**Stored dataset items:**
====

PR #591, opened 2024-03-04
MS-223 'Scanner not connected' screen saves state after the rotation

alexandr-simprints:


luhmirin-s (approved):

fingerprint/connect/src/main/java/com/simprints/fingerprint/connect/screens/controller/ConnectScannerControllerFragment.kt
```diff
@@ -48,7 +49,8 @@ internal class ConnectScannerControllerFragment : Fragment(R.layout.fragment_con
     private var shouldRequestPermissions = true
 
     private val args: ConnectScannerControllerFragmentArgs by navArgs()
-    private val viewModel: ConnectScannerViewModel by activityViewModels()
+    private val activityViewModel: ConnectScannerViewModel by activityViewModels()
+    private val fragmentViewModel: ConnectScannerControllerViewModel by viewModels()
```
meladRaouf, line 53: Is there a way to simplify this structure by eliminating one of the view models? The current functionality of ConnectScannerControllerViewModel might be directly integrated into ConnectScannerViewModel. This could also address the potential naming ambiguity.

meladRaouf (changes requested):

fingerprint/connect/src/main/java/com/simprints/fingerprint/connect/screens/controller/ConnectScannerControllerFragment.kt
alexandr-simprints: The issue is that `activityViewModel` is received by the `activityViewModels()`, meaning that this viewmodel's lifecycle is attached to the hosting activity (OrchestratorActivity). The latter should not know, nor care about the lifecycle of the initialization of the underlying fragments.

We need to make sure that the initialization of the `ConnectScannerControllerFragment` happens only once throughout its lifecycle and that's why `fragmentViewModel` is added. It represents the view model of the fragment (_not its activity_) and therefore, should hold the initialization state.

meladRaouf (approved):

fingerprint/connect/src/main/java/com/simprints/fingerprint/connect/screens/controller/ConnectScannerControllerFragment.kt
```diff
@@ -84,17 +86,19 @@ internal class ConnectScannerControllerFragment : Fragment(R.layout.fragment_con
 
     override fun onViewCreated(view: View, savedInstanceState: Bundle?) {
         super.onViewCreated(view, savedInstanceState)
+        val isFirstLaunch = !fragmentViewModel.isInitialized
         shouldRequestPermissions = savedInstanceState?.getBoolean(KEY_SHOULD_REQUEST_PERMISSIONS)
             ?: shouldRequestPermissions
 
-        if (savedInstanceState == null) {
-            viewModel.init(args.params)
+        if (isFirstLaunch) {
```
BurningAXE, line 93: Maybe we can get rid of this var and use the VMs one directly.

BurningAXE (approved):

====

**ASSIGNMENT:** Every line of the entries above that holds "ConnectScannerControllerViewModel" should be copied out.

**RESPONSE TO THE TASK:**
+    private val fragmentViewModel: ConnectScannerControllerViewModel by viewModels()
meladRaouf, line 53: Is there a way to simplify this structure by eliminating one of the view models? The current functionality of ConnectScannerControllerViewModel might be directly integrated into ConnectScannerViewModel. This could also address the potential naming ambiguity.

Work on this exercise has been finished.